The standard way to define the homogeneous Sobolev space $\dot{H}^m(\mathbb R^n)$ for $m\in \mathbb N$ is via the condition $f\in \dot{H}^m(\mathbb R^n)$ if and only if $f \in \mathscr S' (\mathbb R^n)$ (the Schwartz space) and $\||\xi|^m \hat f\|_{L^2} < \infty$. Recently, I came across the following definition
$$ \dot{H}^m(\mathbb R^n) = \{f\in \mathscr D' (\mathbb R^n)| \nabla^m f\in L^2(\mathbb R^n)\}, $$ where $\mathscr D' (\mathbb R^n)$ denotes the space of distributions.
Is it possible to show that those two definitions are equivalent? One direction is trivial since $\mathscr D (\mathbb R^n)\subset \mathscr S (\mathbb R^n)$ and so $\mathscr S' (\mathbb R^n)\subset \mathscr D' (\mathbb R^n)$.

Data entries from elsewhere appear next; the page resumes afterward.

PR #578, opened 2021-12-03
Better flatpak skip parental controls

dbnicholson:
This uses upstream flatpak's environment variable to skip parental controls rather than our downstream environment variable that was recently removed. I tested this in OBS and it succeeded. I believe the 2nd commit is a candidate for upstream gnome-software (at least until malcontent mocking is written or there's some other non-dbus method to skip parental controls).

https://phabricator.endlessm.com/T32793

### DIFF
--- a/meson.build
+++ b/meson.build
@@ -237,6 +237,9 @@ test_env = [
   'GSETTINGS_BACKEND=memory',
   'MALLOC_CHECK_=2',
   'GS_UNIT_TESTS_SKIP_MOGWAI=1',
+  # Make flatpak skip parental controls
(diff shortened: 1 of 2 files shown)


jprvita (approved):

pwithnall:
> I believe the 2nd commit is a candidate for upstream gnome-software (at least until malcontent mocking is written or there's some other non-dbus method to skip parental controls).

Yes, please submit upstream when you get a minute

pwithnall:
Ah, Dan already had and I hadn’t got to it in my inbox yet.

=> https://gitlab.gnome.org/GNOME/gnome-software/-/merge_requests/1126

PR #582, opened 2022-01-24
debian: Stop disabling Snap in EOS build

pwithnall:
While we don’t want the snap plugin to be installed or enabled on EOS,
the Debian packaging has now been changed (upstream in Debian) to build
the snap plugin as a separate package, which we can just not install on
EOS.

Explicitly disabling the plugin causes that package to fail to build.

This can be squashed into the commit to apply Endless-specific packaging
changes next time we rebase.

https://phabricator.endlessm.com/T32854

### DIFF
--- a/debian/rules
+++ b/debian/rules
@@ -55,7 +55,6 @@ GS_CONFIGURE_FLAGS += \
 	-Dmogwai=true \
 	-Dostree=true \
 	-Dpackagekit=false \
-	-Dsnap=false \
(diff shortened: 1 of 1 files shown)


pwithnall:
This should hopefully fix the [failed OBS build](https://obs-master.endlessm-sf.com/package/live_build_log/eos:master:endless/gnome-software/endless/x86_64)

PR #584, opened 2022-01-24
Move 3 dpkg/apt-related packages to Suggests:

wjt:
- libgtk3-perl: Needed for debconf
- software-properties-gtk: Debian-specific apt repository configuration tool
- apt-config-icons: Needed to show icons for apps to be installed with apt
- packagekit: It's packagekit!

None of these are relevant on Endless OS where apps cannot be installed
with apt.

This is spiritually a cherry-pick of
683c20c33345a8fd9fe8620e42b35fec0e75987c.

https://phabricator.endlessm.com/T32854
￼

### DIFF
--- a/debian/control
+++ b/debian/control
@@ -52,18 +52,18 @@ X-Ubuntu-Use-Langpack: yes
 Package: gnome-software
 Architecture: any
 Depends: appstream,
-         apt-config-icons,
          gnome-software-common (= ${source:Version}),
          gsettings-desktop-schemas (>= 3.18),
-         libgtk3-perl,
-         packagekit (>= 1.1.11),
-         software-properties-gtk,
          ${misc:Depends},
          ${shlibs:Depends}
 Conflicts: sessioninstaller
 Recommends: fwupd [linux-any], ${plugin:Recommends}
-Suggests: apt-config-icons-hidpi,
+Suggests: apt-config-icons,
+          apt-config-icons-hidpi,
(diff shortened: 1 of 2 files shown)


debian/control
```diff
@@ -6,7 +6,7 @@ Source: gnome-software
 Section: gnome
 Priority: optional
 Maintainer: Debian GNOME Maintainers <pkg-gnome-maintainers@lists.alioth.debian.org>
-Uploaders: Laurent Bigonville <bigon@debian.org>, Matthias Klumpp <mak@debian.org>
```
pwithnall, line 9: Is the change to `Uploaders:` intentional?

pwithnall (approved):
Sigh, I was hoping to reduce the packaging delta, but I guess that’s still not possible with these :(

debian/control
wjt: I generate `debian/control` from `debian/control.in` by running `debian/rules clean` which I believe is the intended process. I didn't intentionally change this, it's just what the computer did. Happy to remove this hunk.

wjt:
I think the delta could potentially be avoided by moving some of the offending bits to separate packages, just like `-flatpak` and `-snap` already are, and/or putting some:


```

ifeq (yes,$(shell dpkg-vendor --derives-from Endless && echo yes))
```

into `rules`. But perhaps one for another day.

debian/control
wjt: I removed this by hand. It is generated by `/usr/share/gnome-pkg-tools/1/rules/uploaders.mk`, which derives the list using a gnarly heuristic of `debian/changelog` entries.

GeorgesStavracas (approved):

PR #597, opened 2022-09-22
T33843 (Debian)

GeorgesStavracas:
A pretty direct update. Only minor rebase conflicts.

https://phabricator.endlessm.com/T33843


GeorgesStavracas:
Retest this please

GeorgesStavracas:
retest this please

debian/control
```diff
@@ -16,15 +16,15 @@ Build-Depends: debhelper-compat (= 13),
                gtk-doc-tools,
                libadwaita-1-dev (>= 1.0.1),
                libappstream-dev (>= 0.14.0),
-               libflatpak-dev (>= 1.14.0) [amd64 arm64 armel armhf i386 mipsel mips64el ppc64el s390x hppa powerpc ppc64 riscv64 x32],
+               libflatpak-dev [amd64 arm64 armel armhf i386 mipsel mips64el ppc64el s390x hppa powerpc ppc64 riscv64 x32],
```
wjt, line 19: I was a little sceptical of this patch so I went looking for why Debian raised the dependency.

Here's the commit: https://salsa.debian.org/gnome-team/gnome-software/-/commit/562eb7ea73e362e561e154deefe5d5bf954519df

> ### Update dependency versions
> in preparation for the libsoup3 transition

Flatpak 1.14 introduced a curl backend…

debian/control
```diff
@@ -16,15 +16,15 @@ Build-Depends: debhelper-compat (= 13),
...
                libfwupd-dev (>= 1.5.6) [linux-any],
                libglib2.0-dev (>= 2.70.0),
                libglib-testing-0-dev,
                libgnome-desktop-3-dev (>= 3.18.0),
                libgtk-4-dev (>= 4.6),
                libgudev-1.0-dev [linux-any],
                libjson-glib-dev (>= 1.6.0),
-               libostree-dev (>= 2022.5-2~) [linux-any],
+               libostree-dev [linux-any],
```
wjt, line 27: and Debian's 2022.5-2 ostree package switched to the libcurl backend. OK!

wjt (approved):

debian/rules
```diff
@@ -43,6 +43,19 @@ ifeq ($(DEB_HOST_ARCH_OS), linux)
 	endif
 endif
 
+# EOS-specific configuration
+GS_CONFIGURE_FLAGS += \
+	-Deos_updater=true \
+	-Dexternal_appstream=true \
+	-Dfwupd=false \
+	-Dgudev=false \
+	-Dhardcoded_popular=false \
```
wjt, line 52: This will fail to build.

See 0983f7392c204ed1ca6dba69061761401d1796aa.

debian/rules
```diff
@@ -43,6 +43,19 @@ ifeq ($(DEB_HOST_ARCH_OS), linux)
...
+	-Dmalcontent=true \
+	-Dmogwai=true \
+	-Dpackagekit=false \
+	-Dsoup2=true \
+	-Dtests=true
```
wjt, line 57: and this will override d922fd66794c4b318c2965db62f0942ea77f2a9b on OBS and presumably again fail the build.

wjt (changes requested):

debian/control
GeorgesStavracas: Correct. I've added this to the commit message. We will be able to drop this patch later.

debian/rules
GeorgesStavracas: In theory tests are disabled a few lines below:

```
# DISABLED
override_dh_auto_test:
```

But removed nonetheless

wjt (approved):

wjt:
Pushed a patch to fix:

```
dpkg-gencontrol: warning:     debian/changelog(l5): ignoring invalid week day 'Qui'
```

wjt:
The resulting package builds but fails to install:

```
The following packages have unmet dependencies:
 gnome-software-plugin-flatpak : Depends: flatpak (>= 1.14.0) but 1.12.7+dev7.438e811-0bem1 is to be installed
E: Unable to correct problems, you have held broken packages.
```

Edit We also know $\dot H ^m (\mathbb R^n) \subset L^2_{loc} (\mathbb R^n)$. This follows from the fact that a distribution with partial derivatives in $L^2_{loc}$ is in $L^2_{loc}$.
Thanks for any hints :)
Fourier-Plancherel formula says that $\|\hat{f}\|_{L^{2}}=\|f\|_{L^{2}}$, where $\hat{f}(\xi)=\int_{\mathbb{R}^{d}}f(x)e^{-2\pi ix\cdot\xi}dx$. In addition, we also have $\widehat{\partial^{\alpha}f}=(2\pi i\xi)^{\alpha}\hat{f}(\xi)$. So combining the two above facts, you can get the equivalence of two definitions.